## INPUT FOR THIS TASK
__________________________________________________
PR #69, opened 2023-01-04
Fix gnmi cli hang

zbud-msft:
#### Why I did it

gnmi_cli will hang when trying to write to channel inside cli_config. Use one goroutine to write to term channel and check if received cnt == expected cnt, otherwise when sleep_cnt hits max term due to timeout

#### How to verify it

Nightly tests

- [ ] 201811
- [ ] 201911
- [ ] 202006
- [ ] 202012
- [ ] 202106
- [ ] 202111


patches/0001-Fix-gnmi_cli-hang.patch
__________________________________________________
Transcribe the entries above exactly.

## RESPONSE TO THE TASK
PR #69, opened 2023-01-04
Fix gnmi cli hang

zbud-msft:
#### Why I did it

gnmi_cli will hang when trying to write to channel inside cli_config. Use one goroutine to write to term channel and check if received cnt == expected cnt, otherwise when sleep_cnt hits max term due to timeout

#### How to verify it

Nightly tests

- [ ] 201811
- [ ] 201911
- [ ] 202006
- [ ] 202012
- [ ] 202106
- [ ] 202111


patches/0001-Fix-gnmi_cli-hang.patch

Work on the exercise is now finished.